To access the card's files, make sure ``/dev/mmcsd0`` exists and then execute the following commands::

    nsh> ls /dev
    /dev:
    console
    mmcsd0
    null
    ttyS0
    zero
    nsh> mount -t vfat /dev/mmcsd0 /mnt

This will mount the SD Card to ``/mnt``. Now, you can use the SD Card as a normal filesystem.
For example, you can read a file and write to it::

    nsh> ls /mnt
    /mnt:
    hello.txt
    nsh> cat /mnt/hello.txt
    Hello World
    nsh> echo 'NuttX RTOS' >> /mnt/hello.txt
    nsh> cat /mnt/hello.txt
    Hello World!
    NuttX RTOS
    nsh>

timer
-----

This config tests the general-use purpose timers. It includes the 4 timers,
adds driver support, registers the timers as devices and includes the timer
example.

To test it, just run the following::

    nsh> timer -d /dev/timerx

Where x in the timer instance.

twai
----

This configuration enables the support for the TWAI (Two-Wire Automotive Interface) driver.
You can test it by connecting TWAI RX and TWAI TX pins which are GPIO0 and GPIO2 by default
to a external transceiver or connecting TWAI RX to TWAI TX pin by enabling
the ``Device Drivers -> CAN Driver Support -> CAN loopback mode`` option and running the ``can`` example::

    nsh> can
    nmsgs: 0
    min ID: 1 max ID: 2047
    Bit timing:
      Baud: 1000000
      TSEG1: 15
      TSEG2: 4
        SJW: 3
      ID:    1 DLC: 1

ulp
---

This configuration enables the support for the ULP RISC-V core coprocessor.
To get more information about LP Core please check :ref:`ULP LP Core Coprocessor docs. <esp32s2_ulp>`

Configuration uses a pre-built binary in ``Documentation/platforms/xtensa/esp32s3/boards/esp32s3-devkit/ulp_riscv_blink.bin``
which is a blink example for GPIO0. After flashing operation, GPIO0 pin will blink.

Prebuild binary runs this code:

.. code-block:: C

   #include <stdio.h>
   #include <stdint.h>
   #include <stdbool.h>
   #include "ulp_riscv.h"
   #include "ulp_riscv_utils.h"
   #include "ulp_riscv_gpio.h"

   #define GPIO_PIN 0

   #define nop() __asm__ __volatile__ ("nop")

   bool gpio_level_previous = true;

   int main (void)
    {
       while (1)
           {
           ulp_riscv_gpio_output_level(GPIO_PIN, gpio_level_previous);
           gpio_level_previous = !gpio_level_previous;
           for (int i = 0; i < 10000; i++)
             {
               nop();
             }
           }

       return 0;
    }

watchdog
--------

This config test the watchdog timers.
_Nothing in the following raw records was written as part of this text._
PR #1104, opened 2023-03-11
feat(AT): Directly add component to step if step is empty

### LINKED ISSUE #1100: feat(AT): Directly add component if step is empty
When adding a component to an empty step in the authoring tool, don't ask authors to choose where to put it. The only option is "Insert as First Component". Instead, directly add it to the step.

hirokiterashima:
## Changes
- In add component to step view, if the step has no components, add the chosen component to the step directly. Previously, we were showing a view where they select "insert as first component" instead.
 
## Test
- Adding a component to an empty step directly adds the component
- Adding a component to a non-empty step asks the author to choose where to put the new component

Closes #1100


geoffreykwan (approved):
Looks good.

PR #1125, opened 2023-03-21
fix(Grade By Step): Duplicate student work request

### LINKED ISSUE #1124: fix(Grade By Step): Duplicate student work request
When a step is loaded in the Grade By Step view, we make two identical requests to retrieve the student data for that step when we should only make one. It looks like we're calling this.teacherDataService.retrieveStudentDataForNode() when ngOnInit() and ngOnChanges() are called.

geoffreykwan:
## Changes

Do not retrieve student work on the first ngOnChanges() of the nodeId in NodeGradingViewComponent.

## Test

1. Log in as a teacher
2. Open the Classroom Monitor for a run
3. Go to the "Grade By Step" view
4. Open the browser developer tools
5. Go to the "Network" tab
6. Click on a step to load the student work for that step
7. In the "Network" tab make sure there is only one request made to `https://wise.berkeley.edu/api/teacher/data`. Previously there would be two identical requests.

Closes #1124


hirokiterashima (approved):
LGTM

PR #1130, opened 2023-03-23
feat(Table): Hide reset button when there are no editable cells

### LINKED ISSUE #1122: feat(Table): Only show reset button when there are editable cells
## Description
Reset button shows up on all Table components, even if there is nothing to reset. Hide the reset button when there are no editable cells in the table.

breity:
## Changes
Reset button on Table components only appears for students when the table contains editable cells.

## Test
- Make sure reset button does not appear no cells in Table component are editable.
- Make sure reset button appears and works as before when there are editable cells in component.

Closes #1122.


hirokiterashima (approved):
LGTM

Issue #1135, opened 2023-03-27
feat(Component): Add constraints


hirokiterashima:
### Description

Add support for constraints and removal criteria functions for Components. Use the same content and code (ConstraintService) to author and evaluate constraints as we have for Nodes.

PR #1136, opened 2023-03-27
feat(Component): Evaluate constraints

hirokiterashima:
## Notes
- This is a feature branch PR, so will not go into develop branch yet. We still need to discuss what to save in StudentStatus.
 
## Changes
- Implement evaluate constraints on component, which affects component visibility
- ConstraintService now handles both Node and Component constraint evaluation
- Clean up NodeComponent by replacing ```this.nodeId``` with ```this.node.id``` and removing unused endedAndLockedMessage variable

## Test Setup
- Try setting constraints array on a component with the action, ```makeThisComponentNotVisible```. You should be able to use any removal criteria (isCompleted, choiceChosen, fillXNumberOfRows, etc)
   - It may be easier if you author the constraint on a node first and copy the JSON and modify it.
   - Alternatively, you can import [this unit zip file](https://github.com/WISE-Community/WISE-Client/files/11081232/509.zip) with pre-authored component constraints

## Test
- Component visibility is correctly toggled based on the constraint evaluation result
- Node constraint evaluation works as before

WIP on #1135

### DIFF
--- a/src/app/services/constraintService.spec.ts
+++ b/src/app/services/constraintService.spec.ts
@@ -41,7 +41,7 @@ let dataService: StudentDataService;
 const groupId1 = 'group1';
 const groupId2 = 'group2';
 const groupId3 = 'group3';
-let nodeConstraintTwoRemovalCriteria: any;
+let constraintTwoRemovalCriteria: any;
 const nodeId1 = 'node1';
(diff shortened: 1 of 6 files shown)


geoffreykwan (approved):
Looks good.

PR #1143, opened 2023-03-28
feat(Data Explorer): Tooltip header column

### LINKED ISSUE #1142: feat(Data Explorer): Data point tooltip header show value from specific column
When the student hovers over a data point, the tooltip will display the value from a specified column along with the x and y values. This column should be authorable in the Data Explorer authoring and should be optional.

geoffreykwan:
## Changes

- Allow the author to specify dataExplorerTooltipHeaderColumn. When the student hovers over a data point, the value from this column will be displayed along with the x and y values.
- Data point tooltips no longer display the tooltip header if the header is the same as the y axis title. It will just display the x and y labels and data so that the y label is no longer duplicated like it used to be.

## Test

- Make sure Data Explorer Graph tooltips work with the Tooltip Header Column specified
- Make sure Data Explorer Graph tooltips work with the Tooltip Header Column not specified
- Make sure regular Graph data point tooltips work, particularly with multiple series in a trial

Closes #1142

### DIFF
--- a/src/assets/wise5/components/graph/graph-student/graph-student.component.spec.ts
+++ b/src/assets/wise5/components/graph/graph-student/graph-student.component.spec.ts
@@ -244,9 +244,9 @@ function convertRowDataToSeriesData() {
       };
       const seriesData = component.convertRowDataToSeriesData(rows, params);
       expect(seriesData).toEqual([
-        [0, 0],
-        [10, 5],
-        [20, 10]
+        { x: 0, y: 0 },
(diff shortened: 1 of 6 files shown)


breity (approved):
Functionality works well.

Wondering if maybe we should specify in the authoring info tooltip that the header will only apply to scatterplots. What do you think?

Also, GraphStudentComponent and it's spec file are really long and have a lot of duplication, complex functions. We should probably create a new issue to refactor.

Otherwise, looks good.

PR #1164, opened 2023-04-04
feat(Grading): Look at component statuses to show components

### LINKED ISSUE #1157: feat(Grading): Look at component statuses to determine which components to show

geoffreykwan:
## Changes

Grade by Step and Grade by Team now look at component statuses for a workgroup to determine which components to show in the grading view.

## Test

1. Author a project that has component visibility constraints

For example a step that contains 3 components
  - A Multiple Choice component that has choices A and B
  - A component that is only visible when the student chooses A
  - A component that is only visible when the student chooses B
3. Have students work on the project
4. Go to the Grade by Step view and make sure the correct components are visible or hidden
5. Go to the Grade by Team view and make sure the correct components are visible or hidden

Closes #1157

### DIFF
--- a/src/assets/wise5/classroomMonitor/classroomMonitorComponents/shared/grading-helpers/grading-helpers.ts
+++ b/src/assets/wise5/classroomMonitor/classroomMonitorComponents/shared/grading-helpers/grading-helpers.ts
@@ -1,16 +1,14 @@
-import { ComponentContent } from '../../../../common/ComponentContent';
 import { ComponentStatus } from '../../../../common/ComponentStatus';
 
 export function calculateComponentVisibility(
-  components: ComponentContent[],
   componentIdToHasWork: { [componentId: string]: boolean },
   componentStatuses: { [componentId: string]: ComponentStatus }
 ): { [componentId: string]: boolean } {
   const componentIdToIsVisible = {};
-  for (const component of components) {
-    componentIdToIsVisible[component.id] =
-      componentIdToHasWork[component.id] &&
-      isComponentVisibleToStudent(componentStatuses, component.id);
+  for (const componentId in componentIdToHasWork) {
+    componentIdToIsVisible[componentId] =
+      componentIdToHasWork[componentId] &&
+      isComponentVisibleToStudent(componentStatuses, componentId);
   }
   return componentIdToIsVisible;
 }
--- a/src/assets/wise5/classroomMonitor/classroomMonitorComponents/shared/grading-helpers/grading-helpers.ts
+++ b/src/assets/wise5/classroomMonitor/classroomMonitorComponents/shared/grading-helpers/grading-helpers.ts
@@ -1,15 +1,15 @@
+import { ComponentContent } from '../../../../common/ComponentContent';
 import { ComponentStatus } from '../../../../common/ComponentStatus';
-import { TeacherProjectService } from '../../../../services/teacherProjectService';
 
 export function calculateComponentVisibility(
-  nodeId: string,
-  componentStatuses: { [componentId: string]: ComponentStatus },
-  projectService: TeacherProjectService
+  components: ComponentContent[],
+  componentIdToHasWork: { [componentId: string]: boolean },
+  componentStatuses: { [componentId: string]: ComponentStatus }
 ): { [componentId: string]: boolean } {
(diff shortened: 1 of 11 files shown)


src/assets/wise5/classroomMonitor/classroomMonitorComponents/shared/grading-helpers/grading-helpers.ts
```diff
@@ -0,0 +1,10 @@
+export function isComponentVisibleToStudent(nodeStatus: any, component: any): boolean {
+  let result = true;
+  if (nodeStatus.componentStatuses != null) {
+    const componentStatus = nodeStatus.componentStatuses[component.id];
+    if (componentStatus != null) {
+      result = componentStatus.isVisible;
+    }
+  }
+  return result;
+}
```
hirokiterashima: This function has a lot of checks, which makes it difficult to read. It looks like we don't need the nodeStatus object here. What if we pass in the componentStatuses object with a default empty object? Can you also write a test for this function?
```suggestion
export function isComponentVisibleToStudent(
  componentStatuses: { [componentId: string]: ComponentStatus }  = {},
  componentId: string
): boolean {
  const componentStatus = componentStatuses[componentId];
  return componentStatus == null || componentStatus.isVisible;
}
```

hirokiterashima (changes requested):
It works the first time the step is loaded in the grading views, but if I go to another step and come back, all the components in the step are shown.

The component numberings should match that of the "Showing X/X items" dropdown.

Also, I added a comment about the isComponentVisibleToStudent() function.

src/assets/wise5/classroomMonitor/classroomMonitorComponents/shared/grading-helpers/grading-helpers.ts
```diff
@@ -1,10 +1,24 @@
...
+): { [componentId: string]: boolean } {
+  const componentIdToIsVisible = {};
+  for (const component of projectService.getComponents(nodeId)) {
+    componentIdToIsVisible[component.id] =
+      projectService.componentHasWork(component) &&
+      isComponentVisibleToStudent(componentStatuses, component.id);
   }
-  return result;
+  return componentIdToIsVisible;
+}
```
hirokiterashima: I'm not sure that passing in the entire TeacherProjectService to this function is a good idea, since doing this exposes all of TeacherProjectService's public functions to this function. This function just needs the components and componentsWithWork for the node. What if we re-wrote it to something like this? I think it'll make it easier to test too (remember to write tests)

```
export function calculateComponentVisibility(
  componentStatuses: { [componentId: string]: ComponentStatus },
  components: ComponentContent[],
  componentsWithWork: ComponentContent[]
): { [componentId: string]: boolean } {
```

hirokiterashima (changes requested):
Fixes look good. I added inline comments about the new ```calculateComponentVisibility()``` code.

src/assets/wise5/classroomMonitor/classroomMonitorComponents/shared/grading-helpers/grading-helpers.ts
```diff
@@ -0,0 +1,24 @@
...
+  components: ComponentContent[],
+  componentIdToHasWork: { [componentId: string]: boolean },
+  componentStatuses: { [componentId: string]: ComponentStatus }
+): { [componentId: string]: boolean } {
+  const componentIdToIsVisible = {};
+  for (const component of components) {
+    componentIdToIsVisible[component.id] =
+      componentIdToHasWork[component.id] &&
+      isComponentVisibleToStudent(componentStatuses, component.id);
+  }
```
hirokiterashima: If you use for...in loop to loop through the componentIdToHasWork object, we won't need to pass in the components param to this function?
```suggestion
  for (const componentId in componentIdToHasWork) {
    componentIdToIsVisible[componentId] =
      componentIdToHasWork[componentId] &&
      isComponentVisibleToStudent(componentStatuses, componentId);
  }
```

hirokiterashima (changes requested):
Does calculateComponentVisibility() need to take in an array of components? See inline comments.

hirokiterashima (approved):
LGTM

PR #1170, opened 2023-04-07
refactor(StudentDataService): Move visitedNodesHistory to NodeStatusService

### LINKED ISSUE #1169: refactor(StudentDataService): Move visitedNodesHistory to NodeStatusService
This cache doesn't have much to do with StudentData and should be in NodeStatusService.

hirokiterashima:
## Changes
- Move StudentDataService.visitedNodesHistory to NodeStatusService.nodeIdToIsVisited and convert it from an array into a map of [nodeId, isVisited] values, which is populated/updated when
   - The student data is retrieved (for student and preview) when the VLE launches
   - Student visits a node

## Test
- IsVisited values in NodeStatuses are calculated and saved as before. Check the StudentStatus that is saved each time you visit a step and verify that on the steps that you've visited has isVisited set to true.

Closes #1169

### DIFF
--- a/src/assets/wise5/services/nodeStatusService.ts
+++ b/src/assets/wise5/services/nodeStatusService.ts
@@ -9,6 +9,8 @@ import { CompletionService } from './completionService';
 
 @Injectable()
 export class NodeStatusService {
+  private nodeIdToIsVisited: { [nodeId: string]: boolean } = {};
+
   constructor(
     private completionService: CompletionService,
     private constraintService: ConstraintService,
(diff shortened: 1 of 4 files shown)


src/assets/wise5/services/nodeStatusService.ts
```diff
@@ -25,6 +31,16 @@ export class NodeStatusService {
     });
   }
 
+  private populateNodeIdToIsVisited(events: any[]): void {
+    events
+      .filter((event) => event.event === 'nodeEntered')
+      .forEach((event) => this.setNodeIsVisited(event.nodeId));
+  }
```
geoffreykwan, line 38: This can be done in a single loop.

geoffreykwan (changes requested):
When the student loads a run for the first time, the first step that is loaded has isVisited set to false in the student status even though it should be true. This problem exists on the develop branch so if it's not a simple fix we can fix it in another issue.

hirokiterashima:
Let's address the issue in a separate task. This PR should focus on refactoring.

geoffreykwan (approved):
Looks good.

PR #1175, opened 2023-04-10
fix(Graph): Multiple regression lines

### LINKED ISSUE #1123: bug(Graph): Multiple regression lines are broken
## Description
When a Graph is connected to a Table component using Data Explorer, only the first regression line is drawn correctly. This happens when the graph type is set to scatterplot and multiple y columns are selected in the Data Explorer settings.

geoffreykwan:
## Changes

- Multiple regression lines now use the correct Y axis
- Fixed data point tooltips not showing up when the number of series is greater than the number of Y axes
- Fixed series color not matching Y axis color when Series 1 is set to be on Y Axis 2 and Series 2 is set to be on Y Axis 1
- You can no longer mouse over the regression lines so they no longer get in the way of mousing over data points

## Test

- Make sure all regression lines work properly when the Data Explorer is set to have multiple series and multiple Y Axes. Make sure to set a matching number of Y Axes in the connected Graph component.
- If you have 3 series and 2 Y axes, make sure the tooltips for the data points in the 3rd series work. They used to not show up on mouse over.
- If you set 2 series and 2 Y Axes and set Series 1 to be on Y Axis 2 and Series 2 to be on Y Axis 1, the series colors should match the Y axis colors and label. They used to not match.
- Make sure that when you mouse over a data point that is very close to a regression line, that you can still see the data point tooltip. Previously the regression line would block mousing over data points.
- Make sure regular graph with trials and multiple series have tooltips and colors that still work like before

Closes #1123

### DIFF
--- a/src/assets/wise5/components/graph/graph-student/graph-student.component.spec.ts
+++ b/src/assets/wise5/components/graph/graph-student/graph-student.component.spec.ts
@@ -1887,7 +1887,8 @@ function setYAxisLabelsWhenMultipleYAxes() {
       }
     ];
     const studentData = {
-      dataExplorerYAxisLabels: ['Count', 'Price']
+      dataExplorerYAxisLabels: ['Count', 'Price'],
+      dataExplorerSeries: [{ yAxis: 0 }, { yAxis: 1 }]
     };
     component.setYAxisLabels(studentData);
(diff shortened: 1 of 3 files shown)


breity (approved):
Looks good. 👍

PR #1178, opened 2023-04-11
fix(Node Completion): Look at NodeStatuses to determine completion

hirokiterashima:
## Changes
- Look at NodeStatutes to determine a node's completion, instead of calculating all of its children components' completion.
- This fixes the issue where a node with invisible components were not deemed completed because it was calculating all of its components.

## Test
- Import this unit and verify that the completion constraints unlock properly: [515.zip](https://github.com/WISE-Community/WISE-Client/files/11203578/515.zip). This unit contains two types completion constraints that depend on completion of node with invisible components
- Completion works as before in other cases (unit without invisible components, unit with branches, etc)
- Test existing units in student and teacher modes to make sure that they work as before


geoffreykwan (approved):
Looks good.

PR #1192, opened 2023-04-20
feat(Authoring): When adding a new component, move immediately to it

### LINKED ISSUE #1191: feat(Authoring): When adding a new component, move immediately to it
Right now when an author adds or copies a component, we wait a couple seconds and then animate scroll to the new component. We want to change this to jump immediately to the new component.

geoffreykwan:
## Changes

When adding or copying a component, we scroll immediately to the new component without waiting or animating.

## Test

Make sure the view scrolls to the new component immediately when
- Adding a new component
- Copying a component

Closes #1191

### DIFF
--- a/src/assets/wise5/authoringTool/node/nodeAuthoringComponent.ts
+++ b/src/assets/wise5/authoringTool/node/nodeAuthoringComponent.ts
@@ -494,46 +494,25 @@ class NodeAuthoringController {
    * @param newComponents an array of the new components we have just added
    */
   highlightNewComponentsAndThenShowComponentAuthoring(newComponents) {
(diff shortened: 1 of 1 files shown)


hirokiterashima (commented):
Works well. Can we remove this check? When would it return false?
```
if (newComponents != null && newComponents.length > 0) {
```

geoffreykwan:
newComponents are null when you're moving components. We can clean that up in another issue so that the place where we move components doesn't need to run that code.

hirokiterashima:
I see. Sounds good.

hirokiterashima (approved):

PR #1983, opened 2019-01-20
readme: Add ppy and MillhioreF to news posts section

MegaApplePi:


cl8n:
keep as is

MegaApplePi:
Hmm, alright then. I thought that there would be some issue if both Shiro and Ephemeral were out.

PR #1984, opened 2019-01-20
oSEAT2: Grand Finals

fajar13k:
- Add Finals match results
- Add Grand Finals match schedules
- Add description to Finals mappools

---

### DIFF
--- a/wiki/Tournaments/oSEAT/2/en.md
+++ b/wiki/Tournaments/oSEAT/2/en.md
@@ -97,37 +97,30 @@ The osu! South East Tournament 2 is run by various community members.
 
 -----------------------
 
-## Match Schedules: Finals
+## Match Schedules: Grand Finals
 
-### Friday, 18 January 2019
-
-| Match Code | Player A |  |  | Player B | Match Time (UTC+8) |
-| :-: | --: | :-: | :-: | :-- | :-: |
-| MB | Crezz | ![][flag_ID] | ![][flag_SG] | GSBlank | **22:00** |
-
-### Saturday, 19 January 2019
+### Saturday, 26 January 2019
 
 | Match Code | Player A |  |  | Player B | Match Time (UTC+8) |
 | :-: | --: | :-: | :-: | :-- | :-: |
-| MA | Raindrop | ![][flag_SG] | ![][flag_SG] | SeeL | **22:00** |
+| LB | Rexeez | ![][flag_ID] | ![][flag_MY] | GSBlank | **21:00** |
 
-### Sunday, 20 January 2019
+### Sunday, 27 January 2019
 
 | Match Code | Player A |  |  | Player B | Match Time (UTC+8) |  |
 | :-: | --: | :-: | :-: | :-- | :-: | :-: |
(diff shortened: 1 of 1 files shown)


wiki/Tournaments/oSEAT/2/en.md
```diff
@@ -97,38 +97,31 @@ The osu! South East Tournament 2 is run by various community members.
...
-¹ Encounter dependent on winner of Match MA and Match MB
+¹ Encounter dependent on winner of Match LB
 
 -----------------------
 
 ## Mappools
 
 ### Finals
 
+ **This mappool will be played in Finals and Grand Finals.**
```
cl8n: I don't think you should bold here since it seems reserved for the download links

just a style thing, either way works probably

wiki/Tournaments/oSEAT/2/en.md
```diff
@@ -97,38 +97,31 @@ The osu! South East Tournament 2 is run by various community members.
...
+### Sunday, 27 January 2019
 
 | Match Code | Player A |  |  | Player B | Match Time (UTC+8) |  |
 | :-: | --: | :-: | :-: | :-- | :-: | :-: |
-| LA | Rexeez | ![][flag_ID] | ![][flag_ID] | Skydiver | **13:30** |  |
-| NA-1 | Raindrop | ![][flag_SG] | ![][flag_MY] | Crezz | **13:30** | ¹ |
-| NA-2 | Raindrop | ![][flag_SG] | ![][flag_MY] | GSBlank | **22:00** | ¹ |
-| NA-3 | SeeL | ![][flag_SG] | ![][flag_MY] | Crezz | **13:30** | ¹ |
-| NA-4 | SeeL | ![][flag_SG] | ![][flag_MY] | GSBlank | **22:00** | ¹ |
+| LC-1 | Skydiver | ![][flag_ID] | ![][flag_ID] | Rexeez | **21:00** | ¹ |
```
cl8n: these footnotes should probably go after the match code, rather than in their own cell

fajar13k: That would be a disaster for the readers and to look at.

cl8n: "LC-1 ¹"?

if you mean that the superscript could be confused with the match number, adding a space like above seems to fix the issue

cl8n: also you don't need to make it a numeral, it could just be an asterisk I think

fajar13k: > 
> also you don't need to make it a numeral, it could just be an asterisk I think

Don't, last week i have 16 superscript.  And you don't want 16 asterisks filling a cell.

cl8n: well in this case you've only got one :wink:

fajar13k: but consistency matters dad, even though match schedules only have to be filled when the tournament's still running.

fajar13k: Alongside the asterisks, will apply the suggestion

PR #2046, opened 2019-02-13
Catch RC combo colour rule fix

Xinnoh:
When adding rules about combo colours, I assumed kiai would always be used but it doesn't have to be. This fixes my oversight.


JBHyperion:
Seems pretty logical to clarify wording here yeah

PR #2053, opened 2019-02-16
Update Beatmap Nominators List

celerih:
Still waiting on a few ppl to give me their Additional Languages, but this adds the new wave of beatmap nominators, as well as removing the resignations and removals of the past month or so

PR #2055, opened 2019-02-18
Revert "Update Beatmap Nominators List"

Krystool:
Reverts ppy/osu-wiki#2053, too many extra spaces


cl8n:
that's... not how it works

please close this if you aren't going to add anything else

Krystool:
Should be reversed because it can broke the osu wiki page

cl8n:
every language's page look good to me, can you screenshot?

PR #2062, opened 2019-02-20
Remove code styling from headers

cl8n:


wiki/osu!_Program_Files/zh.md
```diff
@@ -16,32 +16,32 @@ osu! 目录文件
 文件夹
 ------
 
-### `_MACOSX`
+### _MACOSX
```
Joehuu: Don't know why there's an underscore. Update on `en.md` too. https://en.wikipedia.org/wiki/MacOS
```suggestion
### macOS
```

cl8n: It's styled this way because that's how the directory is named, each header lists a directory

Joehuu: Can you apply the backslash, edited the suggested.

PR #2064, opened 2019-02-20
Standardize spelling of "Hit object"

cl8n:


cl8n:
it's because some files were missing the final line ending, I added them back in for the changed files. and I edited outdated articles anyway because why not /shrug

PR #2031, opened 2019-02-07
Misc. formatting fixes

cl8n:
don't review this yet, I'll be redoing commits as necessary

- [x] HitObject -> Hit object (changing caps where necessary)
- [x] Remove whitespace from tables
- [ ] Standardize image filenames (only hyphens for separating words) + ASC
- [x] Remove code styling from headers
- [ ] Match article titles to their folder names (except cases where it makes sense to have different) - waiting on #1849 
- [ ] Link users/beatmaps/etc by ID instead of name
- [x] Remove tabs
- [x] Remove trailing (single) spaces
- [ ] Remove other kinds of whitespace not in ASCII

---

PR #2072, opened 2019-02-21
Cleanup MediaWiki leavings in the osu!wiki

TPGPL:


cl8n:
I'm going to apply all of the changes listed in #2031 throughout a series of PRs so you don't need to change things if it's on that list already

that being said can we just merge this one with the current changes asap, and split further ones into more specific PRs? we are going to run into a ton of conflicts otherwise

PR #2079, opened 2019-02-22
Cleanup MediaWiki leavings in the Modding article

TPGPL:


TPGPL:
because they need to be translated so they can work

cl8n:
this makes it a little difficult for translators though, like when they go through these articles again I really doubt they'll realise that the glossary links need to be updated

cl8n:
maybe add a comment before the affected lines?

Joehuu:
`Glossary` does not even have any translations, so it's fine.

PR #2086, opened 2019-02-26
otst! 2019: Group Stage

fajar13k:
- Add GS Mappools
- Add GS Match schedules
- Add Groups (for GS) on participants
- Update participants & staff

---


WalterToro:
Change group stage schedule from March 2 to 11

PR #7091, opened 2022-03-26
Fix the freshness check to make it consider composite language codes

TicClick:
## Self-check

### DIFF
--- a/.github/workflows/continuous-integration.yml
+++ b/.github/workflows/continuous-integration.yml
@@ -147,7 +147,7 @@ jobs:
 
           MISSED_TRANSLATIONS=$( echo "$ORIGINAL_ARTICLES" | tr \\n \\0 | xargs -0 dirname | sort -u | {
             while read DIRECTORY; do
-              for ARTICLE_NAME in $( ls "$DIRECTORY"/??.md | grep -v en.md || true ); do
+              for ARTICLE_NAME in $( ls "$DIRECTORY"/(??|??-??).md | grep -v en.md || true ); do
                 if ! [[ "$TRANSLATIONS" =~ "$ARTICLE_NAME" ]]; then
                   grep -LzP -e "$MASK" "$ARTICLE_NAME" || true  # print only names of non-matching files, with multiline match (considering \n)
                 fi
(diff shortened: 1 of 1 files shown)


Walavouchey:
doesn't work https://github.com/Walavouchey/osu-wiki/runs/5705650526?check_suite_focus=true

.github/workflows/continuous-integration.yml
```diff
@@ -147,7 +147,7 @@ jobs:
 
           MISSED_TRANSLATIONS=$( echo "$ORIGINAL_ARTICLES" | tr \\n \\0 | xargs -0 dirname | sort -u | {
             while read DIRECTORY; do
-              for ARTICLE_NAME in $( ls "$DIRECTORY"/??.md | grep -v en.md || true ); do
+              for ARTICLE_NAME in $( ls "$DIRECTORY"/(??|??-??).md | grep -v en.md || true ); do
```
Walavouchey, line 150: this would work

image

```suggestion
              for ARTICLE_NAME in $( ls "$DIRECTORY"/??.md "$DIRECTORY"/??-??.md | grep -v en.md || true ); do
```

TicClick: it fails when there aren't any `??-??` files. I'll attempt something else later

TicClick:
@Walavouchey took another approach, seems to be working: https://github.com/TicClick/osu-wiki/runs/5710414992?check_suite_focus=true

.github/workflows/continuous-integration.yml
```diff
@@ -147,7 +147,10 @@ jobs:
 
           MISSED_TRANSLATIONS=$( echo "$ORIGINAL_ARTICLES" | tr \\n \\0 | xargs -0 dirname | sort -u | {
             while read DIRECTORY; do
-              for ARTICLE_NAME in $( ls "$DIRECTORY"/??.md | grep -v en.md || true ); do
+              for ARTICLE_NAME in "$DIRECTORY"/*.md; do
+                if ! [[ "$ARTICLE_NAME" =~ \/(..|..-..)\.md ]] || [[ "$ARTICLE_NAME" =~ \/en\.md ]] ; then
```
Walavouchey, line 151:
```suggestion
                if ! [[ "$ARTICLE_NAME" =~ \/(..|..-..)\.md ]] || [[ "$ARTICLE_NAME" =~ \/en\.md ]]; then
```

Walavouchey (approved):
lgtm

PR #7097, opened 2022-03-27
[DE] Update `Tournaments/OWC/2014`

respektive:
## Self-check

- [x] The changes are tested against the [contribution checklist](https://osu.ppy.sh/wiki/osu!_wiki/Contribution_guide#self-check)
- [x] *(translations only)* The changes are reviewed on GitHub [by a fluent speaker](https://osu.ppy.sh/wiki/osu!_wiki/Contribution_guide#review)

PR #7099, opened 2022-03-27
Fix formatting in OWC articles

respektive:
Noticed these errors in https://github.com/ppy/osu-wiki/pull/7097

I put the winning conditions under another heading, which is what the 2020/21 OWC articles do and removed the weird gaps in the stage instructions. Left the outdated articles untouched as they're outdated anyway.

## Self-check


wiki/Tournaments/OWC/2014/en.md
```diff
@@ -444,39 +444,30 @@ Sunday, 9 November 2014:
...
-    - In Semi-finals and Finals, you need to win 6 maps to win a match. (Best-of-11)
+| Stage | Match ID |
+| :-- | :-- |
+| Round of 16 | A, B, C, D, E, F, G, H |
+| Quarterfinals | I, J, K, L & R, S, T, U |
+| Semifinals | M, N & V, W, X, Y, Z, AA |
+| Finals week 1 | O & AB, AC, AD, AE |
+| Finals week 2 | P, Q |
+
+#### Winning conditions
```
Walavouchey, line 466: you can interrupt a list with a table (without an indent), so you don't need another heading

Walavouchey (changes requested):
as above

Walavouchey:
see [the oSEAT5 article](https://github.com/ppy/osu-wiki/blob/master/wiki/Tournaments/oSEAT/5/en.md?plain=1#L870L889) for an example

wiki/Tournaments/OWC/2014/en.md
respektive: Oh, I didn't know that. Will adjust accordingly.

respektive: reverted the heading

wiki/Tournaments/OWC/2014/en.md
```diff
@@ -444,39 +444,29 @@ Sunday, 9 November 2014:
...
+| Round of 16 | A, B, C, D, E, F, G, H |
+| Quarterfinals | I, J, K, L & R, S, T, U |
+| Semifinals | M, N & V, W, X, Y, Z, AA |
+| Finals week 1 | O & AB, AC, AD, AE |
+| Finals week 2 | P, Q |
+
+12. **Win conditions:**
+   - In Group Stage, you need to win 4 maps to win a match. (Best-of-7)
+   - In the Round of 16 and the Quarter-finals, you need to win 5 maps to win a match. (Best-of-9)
+   - In Semi-finals and Finals, you need to win 6 maps to win a match. (Best-of-11)
```
Walavouchey, line 469:
```suggestion
    - In Group Stage, you need to win 4 maps to win a match. (Best-of-7)
    - In the Round of 16 and the Quarter-finals, you need to win 5 maps to win a match. (Best-of-9)
    - In Semi-finals and Finals, you need to win 6 maps to win a match. (Best-of-11)
```

Walavouchey (approved):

It includes the 2 MWDTs,
adds driver support, registers the WDTs as devices and includes the watchdog
example.

To test it, just run the following::

    nsh> wdog -i /dev/watchdogx

Where x is the watchdog instance.

To test the XTWDT(/dev/watchdog3) an interrupt handler needs to be
implemented because XTWDT does not have system reset feature. To implement
an interrupt handler `WDIOC_CAPTURE` command can be used. When interrupt
rises, XTAL32K clock can be restored with `WDIOC_RSTCLK` command.